Something is changing: old taboos are wavering, well-known voices are speaking out in first person to break the veil of silence on a disease that affects 1 in 7 women, but is all too often diagnosed with a delay of up to 4/5 years. A nuisance, or more often a pain, that is chronic and affects women’s quality of life, relationships and social life.
It was the influencer Giorgia Soleri, exactly one year ago, who brought the problem to the attention of the media, openly reporting on the Rai 2 programme ‘Tonica’ hosted by Andrea Delogu that she suffers from vulvodynia and how this disorder has negatively affected her life, depriving her of many opportunities. On 28 March 2022, a bill was filed in the Chamber of Deputies calling for the recognition of vulvodynia and pudendal neuropathy as chronic and disabling diseases and their inclusion in the essential levels of care of the National Health Service.
We ask Dr Andrea Biondo, a gynaecologist specialising in fertility, vulvodynia and menopause in Palermo, to explain what vulvodynia is and what symptoms characterise it.
Vulvodynia is a chronic discomfort (or pain) characterised by persistent burning and/or pain at the entrance to the vagina and stiffness of the pelvic floor muscles that can affect women of all ages, from adolescence to menopause. It presents itself without any visible signs or lesions to justify it. And that is why it is more difficult to diagnose, so much so that it is called an ‘invisible disease’. The most common complaints that I have encountered among my patients suffering from vulvodynia and which may be a first indication for diagnosing it are:
- Vulvar or urethral burning, sometimes preventing the wearing of trousers or tight clothing
- Pin feeling
- Electric shocks or spasms in the vagina
- Generalised dryness, itching, swelling or discomfort
- Pain during the sexual act
- Pain that increases when sitting, perhaps when sitting in the car for a long time
What should be done in the presence of these disorders?
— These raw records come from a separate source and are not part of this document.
PR #1280, opened 2024-10-15
Rework disabling hypothesis tests in cibuildwheel

### LINKED ISSUE #1262: Remove the need to set ENABLE_HYPOTHESIS_TESTS in tests
https://github.com/aio-libs/yarl/blob/b64f2318df91e295f6fc4eb706794361890ad83d/.github/workflows/ci-cd.yml#L314

> https://cibuildwheel.pypa.io/en/stable/options/#overrides would've solved the problem better, FYI. You could override the pytest command with one including -m 'not hypothesis' (having configured the corresponding marker in the tests).

suggestion by webknjaz

bdraco:
fixes #1262

### DIFF
--- a/pyproject.toml
+++ b/pyproject.toml
@@ -74,7 +74,7 @@ before-test = [
   "PIP_CONSTRAINT= pip install PyYAML",
 ]
 test-requires = "-r requirements/test.txt"
-test-command = "pytest -v --no-cov {project}/tests"
+test-command = "pytest -v -m 'not hypothesis' --no-cov {project}/tests"
 # don't build PyPy wheels, install from source instead
 skip = "pp*"
 
--- a/tests/test_quoting.py
+++ b/tests/test_quoting.py
@@ -1,5 +1,3 @@
-import os
-
 import pytest
 from hypothesis import assume, example, given, note
 from hypothesis import strategies as st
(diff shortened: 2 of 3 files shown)


pyproject.toml
```diff
@@ -74,7 +74,7 @@ before-test = [
   "PIP_CONSTRAINT= pip install PyYAML",
 ]
 test-requires = "-r requirements/test.txt"
-test-command = "pytest -v --no-cov {project}/tests"
+test-command = 'pytest -v -m "not hypothesis" --no-cov {project}/tests'
```
webknjaz, line 77: @bdraco I thought we'd do this granularly, using an override that selects musl..

tests/test_quoting.py
```diff
@@ -473,18 +469,14 @@ def test_unquoter_path_with_plus(unquoter):
...
 def test_fuzz__PyQuoter(safe, protected, qs, requote):
     """Verify that _PyQuoter can be instantiated with any valid arguments."""
     assert _PyQuoter(safe=safe, protected=protected, qs=qs, requote=requote)
 
 
 @given(ignore=st.text(), unsafe=st.text(), qs=st.booleans())
-@pytest.mark.skipif(
-    not ENABLE_HYPOTHESIS_TESTS, reason="hypothesis tests are not enabled"
-)
+@pytest.mark.hypothesis
```
webknjaz, line 479: @bdraco apparently, this marker is already being autoapplied:



*(https://hypothesis.rtfd.io/en/latest/details.html#the-hypothesis-pytest-plugin)*

pyproject.toml
bdraco: Anything that is using qemu nearly an order of magnitude slower, and since the hypothesis are not deterministic their performance profile changes between executions and sometimes its even worse so I figure since we already run them on all the test platforms, running them during the wheel builds as well wasn't strictly needed.

tests/test_quoting.py
bdraco: Nice, that makes this a bit cleaner

pyproject.toml
webknjaz: I think we could still run them on non-emulated  platforms since it extends our environment coverage. But that's something I can look into later. No rush.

In the presence of one or more of these symptoms, one should first speak to a gynaecologist experienced in this condition, who will arrange for a series of gynaecological check-ups, including a vaginal swab. A delay in diagnosis causes a deterioration in quality of life, sexual relations and, above all, health problems with the intensification of muscle spasms. It is important to recognise the symptoms and intervene early. My way of dealing with this pathology is multimodal, i.e. I use both pharmacological therapies and state-of-the-art devices such as magnetotherapy or fractional laser.
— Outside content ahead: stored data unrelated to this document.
PR #1284, opened 2024-10-15
Include port in the fast path for building the network location

bdraco:
Followup to #1271 

We can include port in the fast path as well do avoid doing a full netloc assemble when we know the username and password are None


bdraco:
looks like its not worth it

PR #1285, opened 2024-10-15
DNM: Add noexcept to places where the quoter cannot throw

bdraco:


bdraco:
incorporated into the other quoter PR since it made more sense there

PR #1286, opened 2024-10-15
DNM: Avoid malloc if there is no thing to quote

bdraco:
Probably quite a bit faster if there is nothing to quote

But a bit slower if there is because we have it iterate twice


bdraco:
https://github.com/aio-libs/yarl/pull/1288 is a better choice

Can you explain in more detail what this is all about?
Depending on the particular situation of each patient, I use customised galenic preparations in which I include drugs to treat pudendal neuropathy combined with the use of innovative devices such as the Dr Arnold electromagnetic field chair and the DuoGlide fractional CO2 laser. Dr Arnold’s new electromagnetic field technology has a decontracting action on the pelvic muscles and is useful for restoring neuromuscular control. The treatment is non-invasive, has no post-treatment recovery time and the patient remains comfortably seated and clothed during the therapy.
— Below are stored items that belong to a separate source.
PR #1288, opened 2024-10-15
Improve quoter performance when all characters are safe

bdraco:
Avoid allocating the writer when we will end up not altering the string.

For most operations this will be the common case.

This will be a bit of a trade off as it means we have to check to see if we should encode or not but given we usually don't it's going to be faster for the no need to encode case

### DIFF
--- a/yarl/_quoting_c.pyx
+++ b/yarl/_quoting_c.pyx
@@ -202,7 +202,6 @@ cdef class _Quoter:
             set_bit(self._protected_table, ch)
 
     def __call__(self, val):
-        cdef Writer writer
         if val is None:
             return None
         if type(val) is not str:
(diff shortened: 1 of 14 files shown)


bdraco:
The benchmarks are not currently sufficient to justify the change either way.  Will need to do a lot more production testing to consider the trade offs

The MonalisaGlide treatment, thanks to the fractional CO2 laser, makes it possible to decrease the number of nerve endings that the diseased nerve multiplies pathologically and at the same time to create new collagen in the treated area. Again, this is a minimally invasive procedure, which does not involve any anaesthesia and allows a rapid resumption of daily activities. Patients who follow this course of treatment correctly and for about four months generally have a good remission of their symptoms and are able to live a satisfactory personal and relational life for a long time.